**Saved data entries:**
Issue #6955, opened 2024-06-25
Tracking Issue: MVP Capture Tab


lups2000:
### Overview

We're adding a new tab (**Capture**) to improve the user experience for mitmproxy's users. We're following the mockup we discussed [here](https://github.com/mitmproxy/mitmproxy/discussions/6868).

#### Current Status

- [x] Regular mode (just a toggle)
- [x] Local mode (simple input field)
- [x] Wireguard mode (just a toggle)
- [x] Reverse mode (just one)
- [x] Error handling
- [x] Change `listen_port` in the Regular mode

PR #6972, opened 2024-06-28
Feature/error handling regular mode

lups2000:
#### Description

In this PR, I started implementing error handling for the **regular mode**. 
Reference: #6955 

#### Checklist

### DIFF
--- a/mitmproxy/addons/proxyserver.py
+++ b/mitmproxy/addons/proxyserver.py
@@ -77,7 +77,7 @@ class Servers:
             ]
 
             if not start_tasks and not stop_tasks:
-                return True # nothing to do
+                return True  # nothing to do
 
             self._instances = new_instances
             # Notify listeners about the new not-yet-started servers.
--- a/mitmproxy/addons/proxyserver.py
+++ b/mitmproxy/addons/proxyserver.py
@@ -76,6 +76,9 @@ class Servers:
                 if spec not in new_instances
             ]
 
+            if not start_tasks and not stop_tasks:
+                return True # nothing to do
+
             self._instances = new_instances
             # Notify listeners about the new not-yet-started servers.
             await self.changed.send()
--- a/mitmproxy/addons/proxyserver.py
+++ b/mitmproxy/addons/proxyserver.py
@@ -77,7 +77,9 @@ class Servers:
             ]
 
             if not start_tasks and not stop_tasks:
-                return True  # nothing to do, so we don't need to trigger `self.changed`.
+                return (
+                    True  # nothing to do, so we don't need to trigger `self.changed`.
+                )
 
             self._instances = new_instances
             # Notify listeners about the new not-yet-started servers.
--- a/mitmproxy/addons/proxyserver.py
+++ b/mitmproxy/addons/proxyserver.py
@@ -77,7 +77,7 @@ class Servers:
             ]
 
             if not start_tasks and not stop_tasks:
-                return True  # nothing to do
+                return True  # nothing to do, so we don't need to trigger `self.changed`.
 
             self._instances = new_instances
             # Notify listeners about the new not-yet-started servers.
--- a/web/src/js/components/Modes/Regular.tsx
+++ b/web/src/js/components/Modes/Regular.tsx
@@ -7,11 +7,9 @@ import ValueEditor from "../editors/ValueEditor";
 export default function Regular() {
     const dispatch = useAppDispatch();
 
-    const { active, error, listen_port } = useAppSelector(
-        (state) => state.modes.regular,
-    );
+    const { active, error: ui_error, listen_port } = useAppSelector((state) => state.modes.regular);
 
-    const error_state = useAppSelector((state) => {
+    const backend_error = useAppSelector((state) => {
         if (state.backendState.servers[0]) {
             return state.backendState.servers[0].last_exception;
         }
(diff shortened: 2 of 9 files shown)


lups2000:
I'm opening this PR now but I'm facing a problem with this test `should handle error when toggling regular`, so the pipeline is failing 😅

web/src/js/components/Modes/Regular.tsx
```diff
@@ -33,7 +39,11 @@ export default function Regular() {
                     onEditDone={(port) => handlePortChange(port)}
                 />
             </ModeToggle>
-            {error && <div className="mode-error text-danger">{error}</div>}
+            {(error || error_state) && (
```
mhils, line 42: Let's rename `error` to `ui_error` and `error_state` to `backend_error` to make more clear what's going on here?

web/src/js/components/Modes/Regular.tsx
```diff
@@ -11,6 +11,12 @@ export default function Regular() {
         (state) => state.modes.regular,
     );
 
+    const error_state = useAppSelector((state) => {
+        if (state.backendState.servers[0]) {
```
mhils, line 15: Right now servers is an array with an undefined order, we can't expect `[0]` to be regular mode. :)

web/src/js/ducks/modes/regular.ts
```diff
@@ -51,11 +52,13 @@ const regularReducer = (state = initialState, action): RegularState => {
...
+                error: undefined,
             };
         case MODE_REGULAR_SET_PORT:
             return {
                 ...state,
                 listen_port: action.port as number,
+                error: undefined,
             };
         case UPDATE_OPTIONS:
         case RECEIVE_OPTIONS:
```
mhils, line 64: We also need to potentially reset the error here, don't we?

web/src/js/components/Modes/Regular.tsx
lups2000: make sense sure :)

web/src/js/components/Modes/Regular.tsx
lups2000: Ahhh right! Could we change that? something like `state.backendState.servers[regular]...` ?

web/src/js/ducks/modes/regular.ts
lups2000: What do you mean? We're resetting it now. If there is an error from port X and we change the port, the error will reset. If everything is fine, no new error will be displayed. Otherwise, a new error will appear

web/src/js/components/Modes/Regular.tsx
lups2000: Which solution is better in your opinion?
```
export interface ServerInfo {
    description: string;
    full_spec: string;
    is_running: boolean;
    last_exception: string | null;
    listen_addrs: [string, number][];
    //type: string;
    wireguard_conf?: string;
}

export interface BackendState {
    available: boolean;
    version: string;
    contentViews: string[];
    servers: { [type: string] : ServerInfo};
}
```
or
```
export interface ServerInfo {
    description: string;
    full_spec: string;
    is_running: boolean;
    last_exception: string | null;
    listen_addrs: [string, number][];
    type: string;
    wireguard_conf?: string;
}

export interface BackendState {
    available: boolean;
    version: string;
    contentViews: string[];
    servers: {
        regular: ServerInfo | undefined;
        local: ServerInfo | undefined;
        wireguard: ServerInfo | undefined;
        reverse: ServerInfo | undefined;
    };
}
```
or we can keep the list and check the type 😅

mhils: I think 1) is best. It probably should still have a `type` field because the spec can be something like `regular@8085` and we don't want to parse it to figure out it's regular mode. :)

2) falls short for multiple reverse proxies for instance.

lups2000: alright thanks! Let's go for 1! :)

web/src/js/ducks/modes/regular.ts
mhils: 1. User enters an occupied port. -> error is set.
2. A different tab updates the currently active modes to just "regular" (8080 is not taken yet)
3. UPDATE_OPTIONS is triggered.
4. User will see updated config, but UI is still in the error state

I think we need to reset `error` as well if isActive is true.

web/src/js/components/Modes/Regular.tsx
lups2000: I realize now that I need to change some things on the backend as well. For this reason, does it make sense to make these changes in this PR and include them in our MVP? Is it worth it?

**Prompt:**
The records above should be returned exactly.

**Answer area:**
Issue #6955, opened 2024-06-25
Tracking Issue: MVP Capture Tab


lups2000:
### Overview

We're adding a new tab (**Capture**) to improve the user experience for mitmproxy's users. We're following the mockup we discussed [here](https://github.com/mitmproxy/mitmproxy/discussions/6868).

#### Current Status

- [x] Regular mode (just a toggle)
- [x] Local mode (simple input field)
- [x] Wireguard mode (just a toggle)
- [x] Reverse mode (just one)
- [x] Error handling
- [x] Change `listen_port` in the Regular mode

PR #6972, opened 2024-06-28
Feature/error handling regular mode

lups2000:
#### Description

In this PR, I started implementing error handling for the **regular mode**. 
Reference: #6955 

#### Checklist

### DIFF
--- a/mitmproxy/addons/proxyserver.py
+++ b/mitmproxy/addons/proxyserver.py
@@ -77,7 +77,7 @@ class Servers:
             ]
 
             if not start_tasks and not stop_tasks:
-                return True # nothing to do
+                return True  # nothing to do
 
             self._instances = new_instances
             # Notify listeners about the new not-yet-started servers.
--- a/mitmproxy/addons/proxyserver.py
+++ b/mitmproxy/addons/proxyserver.py
@@ -76,6 +76,9 @@ class Servers:
                 if spec not in new_instances
             ]
 
+            if not start_tasks and not stop_tasks:
+                return True # nothing to do
+
             self._instances = new_instances
             # Notify listeners about the new not-yet-started servers.
             await self.changed.send()
--- a/mitmproxy/addons/proxyserver.py
+++ b/mitmproxy/addons/proxyserver.py
@@ -77,7 +77,9 @@ class Servers:
             ]
 
             if not start_tasks and not stop_tasks:
-                return True  # nothing to do, so we don't need to trigger `self.changed`.
+                return (
+                    True  # nothing to do, so we don't need to trigger `self.changed`.
+                )
 
             self._instances = new_instances
             # Notify listeners about the new not-yet-started servers.
--- a/mitmproxy/addons/proxyserver.py
+++ b/mitmproxy/addons/proxyserver.py
@@ -77,7 +77,7 @@ class Servers:
             ]
 
             if not start_tasks and not stop_tasks:
-                return True  # nothing to do
+                return True  # nothing to do, so we don't need to trigger `self.changed`.
 
             self._instances = new_instances
             # Notify listeners about the new not-yet-started servers.
--- a/web/src/js/components/Modes/Regular.tsx
+++ b/web/src/js/components/Modes/Regular.tsx
@@ -7,11 +7,9 @@ import ValueEditor from "../editors/ValueEditor";
 export default function Regular() {
     const dispatch = useAppDispatch();
 
-    const { active, error, listen_port } = useAppSelector(
-        (state) => state.modes.regular,
-    );
+    const { active, error: ui_error, listen_port } = useAppSelector((state) => state.modes.regular);
 
-    const error_state = useAppSelector((state) => {
+    const backend_error = useAppSelector((state) => {
         if (state.backendState.servers[0]) {
             return state.backendState.servers[0].last_exception;
         }
(diff shortened: 2 of 9 files shown)


lups2000:
I'm opening this PR now but I'm facing a problem with this test `should handle error when toggling regular`, so the pipeline is failing 😅

web/src/js/components/Modes/Regular.tsx
```diff
@@ -33,7 +39,11 @@ export default function Regular() {
                     onEditDone={(port) => handlePortChange(port)}
                 />
             </ModeToggle>
-            {error && <div className="mode-error text-danger">{error}</div>}
+            {(error || error_state) && (
```
mhils, line 42: Let's rename `error` to `ui_error` and `error_state` to `backend_error` to make more clear what's going on here?

web/src/js/components/Modes/Regular.tsx
```diff
@@ -11,6 +11,12 @@ export default function Regular() {
         (state) => state.modes.regular,
     );
 
+    const error_state = useAppSelector((state) => {
+        if (state.backendState.servers[0]) {
```
mhils, line 15: Right now servers is an array with an undefined order, we can't expect `[0]` to be regular mode. :)

web/src/js/ducks/modes/regular.ts
```diff
@@ -51,11 +52,13 @@ const regularReducer = (state = initialState, action): RegularState => {
...
+                error: undefined,
             };
         case MODE_REGULAR_SET_PORT:
             return {
                 ...state,
                 listen_port: action.port as number,
+                error: undefined,
             };
         case UPDATE_OPTIONS:
         case RECEIVE_OPTIONS:
```
mhils, line 64: We also need to potentially reset the error here, don't we?

web/src/js/components/Modes/Regular.tsx
lups2000: make sense sure :)

web/src/js/components/Modes/Regular.tsx
lups2000: Ahhh right! Could we change that? something like `state.backendState.servers[regular]...` ?

web/src/js/ducks/modes/regular.ts
lups2000: What do you mean? We're resetting it now. If there is an error from port X and we change the port, the error will reset. If everything is fine, no new error will be displayed. Otherwise, a new error will appear

web/src/js/components/Modes/Regular.tsx
lups2000: Which solution is better in your opinion?
```
export interface ServerInfo {
    description: string;
    full_spec: string;
    is_running: boolean;
    last_exception: string | null;
    listen_addrs: [string, number][];
    //type: string;
    wireguard_conf?: string;
}

export interface BackendState {
    available: boolean;
    version: string;
    contentViews: string[];
    servers: { [type: string] : ServerInfo};
}
```
or
```
export interface ServerInfo {
    description: string;
    full_spec: string;
    is_running: boolean;
    last_exception: string | null;
    listen_addrs: [string, number][];
    type: string;
    wireguard_conf?: string;
}

export interface BackendState {
    available: boolean;
    version: string;
    contentViews: string[];
    servers: {
        regular: ServerInfo | undefined;
        local: ServerInfo | undefined;
        wireguard: ServerInfo | undefined;
        reverse: ServerInfo | undefined;
    };
}
```
or we can keep the list and check the type 😅

mhils: I think 1) is best. It probably should still have a `type` field because the spec can be something like `regular@8085` and we don't want to parse it to figure out it's regular mode. :)

2) falls short for multiple reverse proxies for instance.

lups2000: alright thanks! Let's go for 1! :)

web/src/js/ducks/modes/regular.ts
mhils: 1. User enters an occupied port. -> error is set.
2. A different tab updates the currently active modes to just "regular" (8080 is not taken yet)
3. UPDATE_OPTIONS is triggered.
4. User will see updated config, but UI is still in the error state

I think we need to reset `error` as well if isActive is true.

web/src/js/components/Modes/Regular.tsx
lups2000: I realize now that I need to change some things on the backend as well. For this reason, does it make sense to make these changes in this PR and include them in our MVP? Is it worth it?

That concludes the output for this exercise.